Hegel one claimed that his history was complete, even if it could give no account of the pen we might use to pen a letter of objection to Hegel with. His response, as I understand it, was to the effect that the small particularities of a system do not matter. But very often history turns on things that are far more trivial than pens. Pascal was right, and he was right to his bones: Alexander would have changed the world forever, but he was bit by a mosquito. The fate of humanity hung on an insect.

-How much of history is determined by what might have been, but was not? In our own lives we can see vaguely how if things had happened only slightly differently, all woul have changed. We see how much what is depended on what was not being not.

-I have heard people compliment certain philosophers because "at least they believe in an objective moral standard and that truth exists". Huh? This is no compliment. It's like complimenting someone who calls himself a doctor because he believes that health exists, or complimenting someone who calls himself a mechanic because he recognizes nothing other than that it is possible to fix certain cars.

-The way most people define the word "science" makes it impossible for geometry or arithmetic to be sciences. Neither of these studies is based on falsifiable hypotheses that are verified by experiment. No one releases his findings on the Pythagorean theorem that they might be independently verified, nor does he need to run many confirming tests to establish that the theorem is a law. The same can be said for Logic and Grammar.

-It is a common complaint that Scholastic Philosophy is too dry, formulaic, and uninspiring.
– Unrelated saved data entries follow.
PR #330, opened 2020-07-22
Planet 4801 hooks

Inwerpsel:


assets/src/blocks/Articles/ArticlesBlock.js
```diff
@@ -65,19 +66,26 @@ export class ArticlesBlock {
...
-          setAttributes={setAttributes}
-          isSelected={isSelected}
-          postId={postId}
-        />
-      }),
+          attributes={ attributes }
+          setAttributes={ setAttributes }
+          isSelected={ isSelected }
+          postType={ postType }
+          postId={ postId }
```
mleray, line 84: You pass down the `postId` here but I don't see it used anywhere in `ArticlesEditor` anymore...?

assets/src/blocks/Articles/ArticlesList.js
```diff
@@ -1,108 +1,17 @@
...
-            key={post.post_title}
-            isCampaign={postType === 'campaign'}
-            post={post}
-          />
-        )}
-      </div>
-    );
-  }
+export const ArticlesList = (props) => {
+  const { posts, postType } = props;
```
mleray, line 4: Instead of passing down `posts` as props, couldn't we use `useArticlesFetch` to get them here too?

assets/src/blocks/Articles/useArticlesFetch.js
```diff
@@ -0,0 +1,66 @@
...
+    setPosts([]);
+    loadPage(true);
+  }, [attributes]);
+
+  return {
+    posts,
+    setPosts,
+    totalPosts,
+    loading,
+    error,
```
mleray, line 62: I think this error is currently not used anywhere? 🤔

assets/src/blocks/Articles/ArticlesList.js
Inwerpsel: Hmm, short story: we could, but not sure if we should :)

long story: Initially I had set it up so that `useArticlesFetch` returned a function to reset the posts, for when the attributes change, intended only for the editor. That's why I couldn't call this function here. But then I removed that function as it's a lot easier to handle this inside `useArticlesFetch`.

So after that change it would in fact work the same way if we call `useArticlesFetch` here. However there is a high chance that we want to use some of the state in `ArticlesEditor`: for example when they change the number of articles shown, we actually know how many posts there are in total. So we could display that currently there are a total of `x` posts matched by the parameters of the block.

assets/src/blocks/Articles/useArticlesFetch.js
Inwerpsel: It's not, but we could display it in the editor.

Inwerpsel:
Closing in favor of https://github.com/greenpeace/planet4-plugin-gutenberg-blocks/pull/332/files

PR #331, opened 2020-07-22
PLANET-5300 Add JS acceptance tests for Counter block

sagarsdeshmukh:
Ref. [JIRA 5300](https://jira.greenpeace.org/browse/PLANET-5300)

To test, run `npm install` and `npm test`.
Use `npm run test:watch` to run the tests in slow motion and see what happens in the browser.

image

### DIFF
--- a/tests/js/counter.spec.js
+++ b/tests/js/counter.spec.js
@@ -1,0 +1,131 @@
+import {
+  createNewPost,
+  enablePageDialogAccept,
+  getEditedPostContent,
+  insertBlock,
+} from '@wordpress/e2e-test-utils';
+
+import {
+  selectBlockByName,
+  openSidebarPanelWithTitle,
+  typeInInputWithLabel,
+  selectStyleByName,
+  typeInInputWithPlaceholderLabel,
+  typeInTextareaWithLabel,
+} from './e2e-tests-helpers';
+
+import 'expect-puppeteer';
+
+const COUNTER_API_URL = 'https://global-petition-counter.appspot.com/counter/palmoil';
+
+describe( 'Counter block', () => {
+  beforeAll( async () => {
+    // This helps in overriding Wordpress dialogs preventing actions
+    await enablePageDialogAccept();
+  } );
+  beforeEach( async () => {
+    // Before running each test, go to the create post page
+    await createNewPost();
+
+    // Insert block by title
+    await insertBlock( 'Counter' );
+  } );
+
+  // This is the first test, tests starts with it().
+  it( 'is inserted into the Editor', async () => {
+    // Check if block was inserted
+    expect( await page.$( '[data-type="planet4-blocks/counter"]' ) ).not.toBeNull();
+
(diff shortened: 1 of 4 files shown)


tests/js/counter.spec.js
```diff
@@ -0,0 +1,148 @@
...
+    await typeInInputWithPlaceholderLabel( 'Enter title', 'Text only counter block' );
+    await typeInInputWithPlaceholderLabel( 'Enter description', 'Counter block description' );
+
+    // Select the Text only counter style
+    await openSidebarPanelWithTitle( 'Styles' );
+    await selectStyleByName( 'Text Only' );
+
+    // Select the Text only counter style
+    await openSidebarPanelWithTitle( 'Setting' );
+    await typeInInputWithLabel( 'Completed', '75' );
```
mleray, line 69: Maybe we should integers instead of strings for the "Completed" and "Target" fields?

tests/js/counter.spec.js
```diff
@@ -0,0 +1,148 @@
...
+
+    // Select the Text only counter style
+    await openSidebarPanelWithTitle( 'Styles' );
+    await selectStyleByName( 'Progress Dial' );
+
+    await setUpResponseMocking( COUNTER_API_MOCK_RESPONSES );
+
+    // Add Setting inputs
+    await openSidebarPanelWithTitle( 'Setting' );
+    // TO DO: Need some changes in counter block to work below line of code.
```
mleray, line 137: What is the issue here?

sagarsdeshmukh: The api url is a long string and on each keypress the react preview got refresh in test execution, which turns into test timeout. I am thinking to use similar solution like [spreadsheet block](https://github.com/greenpeace/planet4-plugin-gutenberg-blocks/blob/master/assets/src/blocks/Spreadsheet/SpreadsheetEditor.js#L92)

mleray: Is there a ticket for this issue?

sagarsdeshmukh: Nope I just added it ( [PLANET-5372](https://jira.greenpeace.org/browse/PLANET-5372) ) (I was tring to fix it my own but fall into many other errors)
Would you like to take it forward?

tests/js/counter.spec.js
sagarsdeshmukh: The `page.keyboard.type();` function expect the text input. If we pass number it throws - “TypeError: text is not iterable”

tests/js/counter.spec.js
sagarsdeshmukh: The issue was solved by [adding a catch](https://github.com/greenpeace/planet4-plugin-gutenberg-blocks/pull/331/commits/67f3890b8c6af97c54a27e9bea2b323da17223b8) on fetch() function.

sagarsdeshmukh:
Hi @mleray - I updated the PR with code review fixes, please have a look. :)

mleray (approved):
Looks good to me 👍

PR #332, opened 2020-07-22
PLANET-4801 Make ArticlesEditor function compo

Inwerpsel:
* That way we can call both hooks inside of it and registerBlockType
is a lot simpler.


assets/src/blocks/Articles/useArticlesFetch.js
```diff
@@ -0,0 +1,69 @@
...
+    }
+  };
+
+  useEffect(() => {
+    setDisplayedPosts([]);
+    loadPage(true);
+  }, [ article_count, post_types, posts, tags, ignore_categories ]);
+
+  return {
+    posts: displayedPosts,
```
Inwerpsel, line 60: I kept the original `posts` name intentionally, as `displayedPosts` is a bit redundant outside the context of this function.

PR #198, opened 2019-05-18
story-166032579

andrewbraunstein:
Added Adit buttons when clients are non-HMIS cliewnts.  however, there are currently no breadcrumbs that exist with this functionality.

### DIFF
--- a/app/models/non_hmis_client.rb
+++ b/app/models/non_hmis_client.rb
@@ -148,9 +148,9 @@ class NonHmisClient < ActiveRecord::Base
       delete_all
 
     # update or add for all NonHmisClients
-    NonHmisClient.all.each do |client|
+    NonHmisClient.all.find_each do |client|
       project_client = ProjectClient.where(
-        data_source_id: DataSource.non_hmis.select(:id),
+        data_source_id: DataSource.non_hmis.pluck(:id),
         id_in_data_source: client.id
       ).first_or_initialize
       client.populate_project_client(project_client)
--- a/app/models/non_hmis_client.rb
+++ b/app/models/non_hmis_client.rb
@@ -153,7 +153,7 @@ class NonHmisClient < ActiveRecord::Base
     # remove unused ProjectClients
     ProjectClient.where(
         data_source_id: data_source_id).
-        where.not(id_in_data_source: NonHmisClient.deidentified_data_source.select(:id)).
+        where.not(id_in_data_source: NonHmisClient.select(:id)).
         delete_all
 
     # update or add for all NonHmisClients
--- a/app/models/non_hmis_client.rb
+++ b/app/models/non_hmis_client.rb
@@ -1,7 +1,7 @@
 class NonHmisClient < ActiveRecord::Base
   has_one :project_client, ->  do
     where(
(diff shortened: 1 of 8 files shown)


app/models/non_hmis_client.rb
```diff
@@ -1,7 +1,7 @@
 class NonHmisClient < ActiveRecord::Base
   has_one :project_client, ->  do
     where(
-        data_source_id: DataSource.where(db_identifier: 'Deidentified').select(:id),
+        data_source_id: NonHmisClient.data_source_id
```
eanders: This change forces an extra SQL query that is unnecessary.

app/models/non_hmis_client.rb
```diff
@@ -73,6 +73,10 @@ def cohort_names
     arel_table[:client_identifier].lower.matches("%#{name.downcase}%")
   end
 
+  def self.data_source_id
```
eanders: Perhaps this could be 
```
def self.deidentified_data_source
  DataSource.where(db_identifier: 'Deidentified')
end
```
Then above and below you could call `where(data_source_id: NonHmisClient.deidentified_data_source.select(:id))`
This will centralize the complexity, but keep a relation and prevent an extra query.

app/views/clients/_client_list.haml
```diff
@@ -68,9 +70,19 @@
...
                   = masked_ssn client.ssn
                   = client_data_quality client, :ssn
-              %th.text-center
+              %td.text-center
                 = checkmark client.veteran
-              %th.text-center
+              %td.text-center
                 = checkmark client.chronic_homeless
+              %td
+                - if client.project_client.data_source_id == non_hmis_source_id
```
eanders: This should be moved to method on project client `source_non_hmis?` (or something similar).  Both this and `is_deidentified?` can be added to client as well and delegated to the project_client.

app/views/clients/_client_list.haml
```diff
@@ -68,9 +70,19 @@
...
+                  - if client.project_client.is_deidentified?
+                    = link_to edit_deidentified_client_path(client.project_client.id_in_data_source), class: ['btn', 'btn-sm', 'btn-secondary'] do
```
eanders: The logic for where the link goes can be moved up into the `NonHmisClient` models in `#edit_path`.  Each should return arrays that would work with `polymorphic_path` so we can move the complexity out of the view.

eanders:
@andrewbraunstein please also check and fix the Travis failures above.

app/models/non_hmis_client.rb
andrewbraunstein: Putting it back to the way it was.

app/views/clients/_client_list.haml
andrewbraunstein: I made the change as requested.  I had originally done it this way so that the non_hmis_source_id would only need to be evaluated once and not in every iteration of the loop.

app/views/clients/_client_list.haml
andrewbraunstein: I was able to leverage existing polymorphism in the NonHmis controller to achieve the same effect.

PR #204, opened 2019-05-23
Importer for set asides

awisema:


awisema:
Test failures are addressed in the upstream branch where they came from, and are not merged here to keep the review small.

awisema:
Test fails were addressed in the source branch, and have not been merged here to keep the diffs small.

eanders:
One more thing. Let's add a few tests to verify that the imported file creates the expected number of records and that if there are existing records they match appropriately.

spec/models/imported_clients_csv_spec.rb
```diff
@@ -0,0 +1,26 @@
+require 'rails_helper'
```
eanders: Can we add ~5 rows to the sample files so we don't have an N of 1 (those often have their own sets of issues.) 

Also, let's add a test where it matches an existing ImportedClient so we can make sure that's working. 

Finally, a test that verifies that the people we expect are the people we actually get (compare emails maybe?), especially when one already exists.

PR #227, opened 2019-08-12
Stalled match config per route

awisema:


app/controllers/admin/match_routes_controller.rb
```diff
@@ -22,6 +22,16 @@ def update
       respond_with(@route, location: admin_match_routes_path)
     end
 
+    def stall_intervals
```
eanders: Since this isn't used in the controller, let's move it to the model.  Then we can reference is there if necessary (say for validations) and can call it in the view with `@route.stall_invervals`.

PR #237, opened 2019-09-09
Code to support Decline Report in the warehouse

eanders:
This needs to be run after merging and deploying `stories/decline-reasons-report-168038272` in the warehouse code base.


app/models/warehouse/build_report.rb
```diff
@@ -138,6 +139,13 @@ def fill_cas_report_table!
                 end
               end
 
+              # If this a canceled or declined decision, log who did it
+              event_contact = if decision.status.in?(['declined', 'canceled'])
+                decision.decision_action_events.select do |da|
```
awisema: Use `detect` instead of `select` so you don't need the `first`?

eanders: Of course.  Thanks

PR #248, opened 2019-09-27
Allow HSA to cancel other opportunity related matches

awisema:


app/models/client_opportunity_match.rb
```diff
@@ -554,6 +554,18 @@ def succeeded!
     end
   end
 
+  def cancel_opportunity_related_matches
```
eanders: add a bang!
`def cancel_opportunity_related_matches!`

PR #252, opened 2019-10-02
Revert "Revert "Make changing route on existing program with matches not crash""

eanders:
Reverts greenriver/boston-cas#251

Revert the revert


eanders:
Pending tests, this looks good.  Thanks @awisema

PR #254, opened 2019-10-02
Vacancies page update

awisema:


app/views/opportunities/index.haml
```diff
@@ -18,73 +18,63 @@
...
+              Sub-Program
             %th
               Program
             %th
-              Sub-Program
+              Status
             %th
-              Voucher Type
-            %th= "#{Building.model_name.human} & Unit"
+              Created on
```
eanders: Change Matches header to "Prioritized Clients", and move to the far right.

The same charge is leveled against the Apostles Creed. Profound understandings of truth do not usually come from first reads but from contemplation- unless you're reading Euclid.

-What is not known directly by sense is known by analogy, causality, and negation- and negation is the most indispensible of these, for our imagination tends to distort and make dull the things beyond sense. We imagine the angelic hierarchy is a set of glowing points in black space; we imagine heaven is a place where we stare at the sun all day; we imagine the spirit of a man as a vapor shaped like a man. We perfect our knowledge of immaterial things by negating what we imagine them to be. This should be obvious: "immaterial" is a negation.

-Euclid's fifth postulate gives a condition under which a triangle comes to be. By negating this triangle, we prove the existence of parallel lines, which are themselves known by the negation of contact (they will not touch).

- I have never known of an Algebra student who could define Algebra.

-From the second paragraph of an Algebra book: "a line is a straight curve". This was soon followed by a picture of "a straight angle", and an account of a number as "an idea". And we wonder why kids can't get this stuff. This is not just a matter for high school pedagogy- if we have some of these thoughts in our own minds, we need to uproot them.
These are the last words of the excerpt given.